#### To do:
Whenever the word "behave" turns up in a line of the data below, copy that line.

#### Data:
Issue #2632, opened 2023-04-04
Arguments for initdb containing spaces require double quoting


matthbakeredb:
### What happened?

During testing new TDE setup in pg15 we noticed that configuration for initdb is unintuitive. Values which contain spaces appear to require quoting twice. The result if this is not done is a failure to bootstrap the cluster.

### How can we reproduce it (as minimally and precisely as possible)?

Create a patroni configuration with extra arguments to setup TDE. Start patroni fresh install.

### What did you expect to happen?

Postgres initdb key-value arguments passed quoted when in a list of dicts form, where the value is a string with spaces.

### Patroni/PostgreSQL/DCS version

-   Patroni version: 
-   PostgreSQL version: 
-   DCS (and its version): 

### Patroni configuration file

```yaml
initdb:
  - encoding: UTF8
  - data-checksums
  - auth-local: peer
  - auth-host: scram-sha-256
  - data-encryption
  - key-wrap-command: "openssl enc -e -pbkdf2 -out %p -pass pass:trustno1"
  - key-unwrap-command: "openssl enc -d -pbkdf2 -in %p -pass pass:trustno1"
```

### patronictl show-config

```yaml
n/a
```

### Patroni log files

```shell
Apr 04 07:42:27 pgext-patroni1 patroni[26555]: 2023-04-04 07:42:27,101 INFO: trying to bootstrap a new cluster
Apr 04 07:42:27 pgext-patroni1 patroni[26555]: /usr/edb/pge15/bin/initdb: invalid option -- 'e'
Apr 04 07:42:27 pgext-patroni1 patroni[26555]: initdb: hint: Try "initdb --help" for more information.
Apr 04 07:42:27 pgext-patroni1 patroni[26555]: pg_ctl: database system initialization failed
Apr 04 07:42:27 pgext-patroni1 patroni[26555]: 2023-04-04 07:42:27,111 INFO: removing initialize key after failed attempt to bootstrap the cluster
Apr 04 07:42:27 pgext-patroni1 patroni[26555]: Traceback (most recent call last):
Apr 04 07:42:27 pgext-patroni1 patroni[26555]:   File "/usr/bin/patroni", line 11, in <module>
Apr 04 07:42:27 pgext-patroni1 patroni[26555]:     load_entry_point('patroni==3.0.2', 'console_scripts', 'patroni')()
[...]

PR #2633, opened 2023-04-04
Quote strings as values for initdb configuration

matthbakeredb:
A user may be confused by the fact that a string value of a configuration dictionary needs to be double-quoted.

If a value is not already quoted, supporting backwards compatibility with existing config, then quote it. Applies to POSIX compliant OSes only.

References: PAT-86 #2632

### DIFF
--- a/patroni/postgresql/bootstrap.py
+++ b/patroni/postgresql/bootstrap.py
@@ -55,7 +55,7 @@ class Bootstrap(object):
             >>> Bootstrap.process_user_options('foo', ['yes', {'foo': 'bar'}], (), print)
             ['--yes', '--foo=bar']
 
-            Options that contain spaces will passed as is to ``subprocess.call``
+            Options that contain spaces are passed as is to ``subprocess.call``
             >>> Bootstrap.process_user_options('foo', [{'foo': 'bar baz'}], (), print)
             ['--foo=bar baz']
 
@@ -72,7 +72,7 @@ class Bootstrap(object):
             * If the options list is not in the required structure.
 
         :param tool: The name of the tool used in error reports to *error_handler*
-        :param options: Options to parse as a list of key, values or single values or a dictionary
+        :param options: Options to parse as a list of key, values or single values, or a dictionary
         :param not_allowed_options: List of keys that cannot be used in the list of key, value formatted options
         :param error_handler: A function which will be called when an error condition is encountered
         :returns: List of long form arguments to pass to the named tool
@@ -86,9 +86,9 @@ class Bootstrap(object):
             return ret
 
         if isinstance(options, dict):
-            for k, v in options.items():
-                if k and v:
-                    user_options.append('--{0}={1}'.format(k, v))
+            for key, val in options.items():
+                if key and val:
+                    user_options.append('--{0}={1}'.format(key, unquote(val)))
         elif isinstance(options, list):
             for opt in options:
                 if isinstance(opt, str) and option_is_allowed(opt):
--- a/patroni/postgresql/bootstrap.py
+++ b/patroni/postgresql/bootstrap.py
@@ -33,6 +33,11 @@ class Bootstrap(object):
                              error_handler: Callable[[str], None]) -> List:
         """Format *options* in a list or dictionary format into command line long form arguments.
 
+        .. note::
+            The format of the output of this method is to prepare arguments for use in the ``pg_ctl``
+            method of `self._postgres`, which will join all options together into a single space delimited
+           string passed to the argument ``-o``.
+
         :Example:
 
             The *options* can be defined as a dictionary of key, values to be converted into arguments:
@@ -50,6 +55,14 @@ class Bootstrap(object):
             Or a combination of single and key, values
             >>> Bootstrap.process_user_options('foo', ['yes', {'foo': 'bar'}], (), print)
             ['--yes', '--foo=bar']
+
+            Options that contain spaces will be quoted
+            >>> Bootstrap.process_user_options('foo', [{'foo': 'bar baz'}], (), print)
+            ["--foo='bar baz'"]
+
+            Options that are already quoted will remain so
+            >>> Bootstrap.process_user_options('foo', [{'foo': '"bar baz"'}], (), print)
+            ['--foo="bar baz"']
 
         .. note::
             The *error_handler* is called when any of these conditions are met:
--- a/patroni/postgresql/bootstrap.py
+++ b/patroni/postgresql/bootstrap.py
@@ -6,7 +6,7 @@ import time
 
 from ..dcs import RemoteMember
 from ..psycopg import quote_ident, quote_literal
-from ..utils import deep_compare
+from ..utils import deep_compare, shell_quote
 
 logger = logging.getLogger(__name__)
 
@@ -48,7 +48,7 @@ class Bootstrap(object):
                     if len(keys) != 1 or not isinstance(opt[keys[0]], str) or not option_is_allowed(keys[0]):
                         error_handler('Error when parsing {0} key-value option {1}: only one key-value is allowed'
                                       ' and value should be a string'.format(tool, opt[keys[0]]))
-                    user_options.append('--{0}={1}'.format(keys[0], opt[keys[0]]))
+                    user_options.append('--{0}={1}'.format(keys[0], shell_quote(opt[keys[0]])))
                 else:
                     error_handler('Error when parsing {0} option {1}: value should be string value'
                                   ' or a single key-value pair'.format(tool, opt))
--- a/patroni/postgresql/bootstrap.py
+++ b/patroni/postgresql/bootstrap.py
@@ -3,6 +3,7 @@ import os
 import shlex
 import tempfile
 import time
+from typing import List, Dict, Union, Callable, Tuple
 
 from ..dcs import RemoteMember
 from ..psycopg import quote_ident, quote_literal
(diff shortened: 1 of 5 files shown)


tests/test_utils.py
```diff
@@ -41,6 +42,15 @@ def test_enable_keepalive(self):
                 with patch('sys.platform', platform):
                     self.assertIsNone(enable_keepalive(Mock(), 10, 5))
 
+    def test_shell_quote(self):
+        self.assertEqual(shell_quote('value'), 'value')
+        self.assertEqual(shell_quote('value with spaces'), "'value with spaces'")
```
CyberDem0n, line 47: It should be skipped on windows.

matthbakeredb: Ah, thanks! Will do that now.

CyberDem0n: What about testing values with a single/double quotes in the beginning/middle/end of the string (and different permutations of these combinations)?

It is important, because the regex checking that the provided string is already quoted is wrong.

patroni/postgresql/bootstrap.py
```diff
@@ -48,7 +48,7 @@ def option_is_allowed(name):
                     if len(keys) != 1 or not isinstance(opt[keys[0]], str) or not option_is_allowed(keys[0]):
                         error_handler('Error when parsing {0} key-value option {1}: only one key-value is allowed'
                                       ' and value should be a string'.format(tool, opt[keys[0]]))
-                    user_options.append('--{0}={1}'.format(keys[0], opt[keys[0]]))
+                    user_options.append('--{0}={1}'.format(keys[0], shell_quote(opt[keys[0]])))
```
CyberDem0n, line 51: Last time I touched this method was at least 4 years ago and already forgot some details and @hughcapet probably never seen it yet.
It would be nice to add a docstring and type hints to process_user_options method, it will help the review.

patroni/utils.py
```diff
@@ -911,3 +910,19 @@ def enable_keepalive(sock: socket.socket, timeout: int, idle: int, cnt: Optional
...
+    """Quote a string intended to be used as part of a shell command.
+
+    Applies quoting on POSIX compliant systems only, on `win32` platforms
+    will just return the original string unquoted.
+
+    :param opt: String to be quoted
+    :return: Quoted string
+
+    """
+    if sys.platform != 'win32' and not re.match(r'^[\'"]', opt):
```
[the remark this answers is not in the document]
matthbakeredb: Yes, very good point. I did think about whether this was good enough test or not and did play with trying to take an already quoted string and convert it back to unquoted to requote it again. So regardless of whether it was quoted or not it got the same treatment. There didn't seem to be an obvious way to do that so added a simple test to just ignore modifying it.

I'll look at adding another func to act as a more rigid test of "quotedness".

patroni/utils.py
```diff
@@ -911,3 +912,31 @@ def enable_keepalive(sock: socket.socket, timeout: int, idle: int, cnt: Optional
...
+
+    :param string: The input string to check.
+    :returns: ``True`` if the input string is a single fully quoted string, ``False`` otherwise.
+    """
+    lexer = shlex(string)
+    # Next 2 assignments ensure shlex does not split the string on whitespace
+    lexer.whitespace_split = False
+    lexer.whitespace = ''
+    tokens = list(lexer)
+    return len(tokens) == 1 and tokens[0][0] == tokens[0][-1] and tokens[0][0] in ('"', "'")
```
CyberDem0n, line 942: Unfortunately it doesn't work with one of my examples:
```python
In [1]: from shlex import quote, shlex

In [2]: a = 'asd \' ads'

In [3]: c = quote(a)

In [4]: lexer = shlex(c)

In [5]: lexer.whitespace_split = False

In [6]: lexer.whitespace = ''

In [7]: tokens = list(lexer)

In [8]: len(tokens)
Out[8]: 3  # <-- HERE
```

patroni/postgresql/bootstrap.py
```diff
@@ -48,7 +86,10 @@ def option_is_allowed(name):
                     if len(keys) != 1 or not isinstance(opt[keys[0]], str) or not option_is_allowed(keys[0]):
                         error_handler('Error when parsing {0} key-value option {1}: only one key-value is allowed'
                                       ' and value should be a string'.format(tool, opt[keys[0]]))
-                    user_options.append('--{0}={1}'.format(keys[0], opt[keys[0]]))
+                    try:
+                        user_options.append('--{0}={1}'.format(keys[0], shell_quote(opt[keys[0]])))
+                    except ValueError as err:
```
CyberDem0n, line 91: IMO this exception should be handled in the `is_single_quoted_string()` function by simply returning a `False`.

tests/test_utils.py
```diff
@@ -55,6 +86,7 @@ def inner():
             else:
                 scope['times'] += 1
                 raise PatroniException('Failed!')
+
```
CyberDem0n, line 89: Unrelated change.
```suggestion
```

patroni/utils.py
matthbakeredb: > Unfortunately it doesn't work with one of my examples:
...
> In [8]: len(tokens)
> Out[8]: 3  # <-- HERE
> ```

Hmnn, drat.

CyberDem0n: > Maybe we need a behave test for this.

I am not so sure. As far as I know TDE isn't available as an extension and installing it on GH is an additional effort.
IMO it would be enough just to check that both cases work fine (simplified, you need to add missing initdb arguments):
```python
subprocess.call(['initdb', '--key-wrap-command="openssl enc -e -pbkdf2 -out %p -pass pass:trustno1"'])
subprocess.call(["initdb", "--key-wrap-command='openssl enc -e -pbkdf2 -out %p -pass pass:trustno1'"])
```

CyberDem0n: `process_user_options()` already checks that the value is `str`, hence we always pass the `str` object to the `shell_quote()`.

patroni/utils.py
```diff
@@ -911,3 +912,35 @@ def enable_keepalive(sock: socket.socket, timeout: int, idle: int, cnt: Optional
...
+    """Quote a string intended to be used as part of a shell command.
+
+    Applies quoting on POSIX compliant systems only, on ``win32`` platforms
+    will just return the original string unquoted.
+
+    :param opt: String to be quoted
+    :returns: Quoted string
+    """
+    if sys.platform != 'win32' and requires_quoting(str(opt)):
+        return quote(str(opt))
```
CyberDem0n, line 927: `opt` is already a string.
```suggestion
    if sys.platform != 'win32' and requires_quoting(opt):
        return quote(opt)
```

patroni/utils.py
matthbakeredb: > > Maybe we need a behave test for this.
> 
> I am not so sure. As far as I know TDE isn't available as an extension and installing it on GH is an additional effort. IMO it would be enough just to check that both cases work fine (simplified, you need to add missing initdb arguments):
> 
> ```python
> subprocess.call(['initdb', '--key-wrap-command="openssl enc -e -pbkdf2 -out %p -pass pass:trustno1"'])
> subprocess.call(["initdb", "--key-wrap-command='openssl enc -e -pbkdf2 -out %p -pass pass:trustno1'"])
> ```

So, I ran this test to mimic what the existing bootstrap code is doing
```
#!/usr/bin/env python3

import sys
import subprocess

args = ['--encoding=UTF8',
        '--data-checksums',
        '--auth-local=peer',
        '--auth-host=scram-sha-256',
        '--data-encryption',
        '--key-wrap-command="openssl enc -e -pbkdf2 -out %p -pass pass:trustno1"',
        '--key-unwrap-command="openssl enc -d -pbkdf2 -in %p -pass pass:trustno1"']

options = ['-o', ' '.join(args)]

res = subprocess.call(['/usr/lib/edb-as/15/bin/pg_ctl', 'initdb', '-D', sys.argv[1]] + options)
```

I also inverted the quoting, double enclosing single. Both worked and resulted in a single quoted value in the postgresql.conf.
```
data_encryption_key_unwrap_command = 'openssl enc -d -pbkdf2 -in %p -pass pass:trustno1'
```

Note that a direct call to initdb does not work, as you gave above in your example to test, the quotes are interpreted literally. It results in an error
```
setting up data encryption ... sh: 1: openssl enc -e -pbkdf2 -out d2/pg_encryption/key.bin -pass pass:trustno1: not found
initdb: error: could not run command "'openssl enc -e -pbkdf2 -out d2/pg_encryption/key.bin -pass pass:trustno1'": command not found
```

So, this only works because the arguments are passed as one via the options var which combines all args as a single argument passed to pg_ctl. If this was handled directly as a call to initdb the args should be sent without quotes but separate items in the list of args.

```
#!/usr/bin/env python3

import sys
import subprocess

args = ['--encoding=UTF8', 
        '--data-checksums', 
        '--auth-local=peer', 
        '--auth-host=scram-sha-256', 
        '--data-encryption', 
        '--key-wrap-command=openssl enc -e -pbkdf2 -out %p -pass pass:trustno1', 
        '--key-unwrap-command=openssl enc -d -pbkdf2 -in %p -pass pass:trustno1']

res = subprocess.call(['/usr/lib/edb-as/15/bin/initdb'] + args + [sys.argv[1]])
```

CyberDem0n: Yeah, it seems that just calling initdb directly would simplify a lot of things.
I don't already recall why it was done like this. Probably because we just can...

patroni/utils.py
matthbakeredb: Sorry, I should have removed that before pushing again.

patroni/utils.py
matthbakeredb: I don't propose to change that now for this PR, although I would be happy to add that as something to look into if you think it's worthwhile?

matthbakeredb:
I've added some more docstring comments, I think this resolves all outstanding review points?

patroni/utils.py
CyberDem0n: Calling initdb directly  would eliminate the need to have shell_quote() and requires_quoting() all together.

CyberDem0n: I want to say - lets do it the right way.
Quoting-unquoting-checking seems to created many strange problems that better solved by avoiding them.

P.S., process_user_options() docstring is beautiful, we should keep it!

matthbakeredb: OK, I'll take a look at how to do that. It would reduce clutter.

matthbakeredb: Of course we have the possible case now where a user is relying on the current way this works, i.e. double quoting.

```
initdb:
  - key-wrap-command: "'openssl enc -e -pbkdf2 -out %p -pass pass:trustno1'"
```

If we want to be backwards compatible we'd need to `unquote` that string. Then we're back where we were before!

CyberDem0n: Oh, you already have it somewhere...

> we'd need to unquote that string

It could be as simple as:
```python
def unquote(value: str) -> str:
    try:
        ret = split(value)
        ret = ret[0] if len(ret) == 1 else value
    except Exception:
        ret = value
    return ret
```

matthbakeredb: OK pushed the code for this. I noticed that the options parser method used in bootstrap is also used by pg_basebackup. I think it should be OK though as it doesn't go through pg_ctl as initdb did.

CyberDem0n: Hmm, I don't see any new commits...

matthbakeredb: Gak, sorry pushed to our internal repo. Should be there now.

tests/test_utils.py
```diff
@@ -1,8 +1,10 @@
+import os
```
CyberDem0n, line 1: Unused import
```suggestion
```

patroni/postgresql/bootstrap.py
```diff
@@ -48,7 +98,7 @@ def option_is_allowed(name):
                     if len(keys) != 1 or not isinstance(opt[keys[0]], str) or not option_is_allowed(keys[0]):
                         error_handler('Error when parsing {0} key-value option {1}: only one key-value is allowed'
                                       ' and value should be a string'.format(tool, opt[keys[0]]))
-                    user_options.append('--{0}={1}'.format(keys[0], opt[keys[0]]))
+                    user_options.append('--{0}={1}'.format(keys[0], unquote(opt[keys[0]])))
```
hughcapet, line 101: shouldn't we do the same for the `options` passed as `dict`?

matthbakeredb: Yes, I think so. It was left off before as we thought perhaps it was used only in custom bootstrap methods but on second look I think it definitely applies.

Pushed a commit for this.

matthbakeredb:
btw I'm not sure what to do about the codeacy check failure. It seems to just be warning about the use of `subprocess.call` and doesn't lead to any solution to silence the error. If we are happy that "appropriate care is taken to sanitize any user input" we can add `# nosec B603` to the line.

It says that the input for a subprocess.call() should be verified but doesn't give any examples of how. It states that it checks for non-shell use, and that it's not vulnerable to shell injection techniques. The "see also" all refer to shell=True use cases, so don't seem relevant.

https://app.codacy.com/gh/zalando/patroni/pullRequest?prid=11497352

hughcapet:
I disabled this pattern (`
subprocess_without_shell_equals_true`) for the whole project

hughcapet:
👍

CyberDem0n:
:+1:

#### Result for this task:
CyberDem0n: > Maybe we need a behave test for this.
matthbakeredb: > > Maybe we need a behave test for this.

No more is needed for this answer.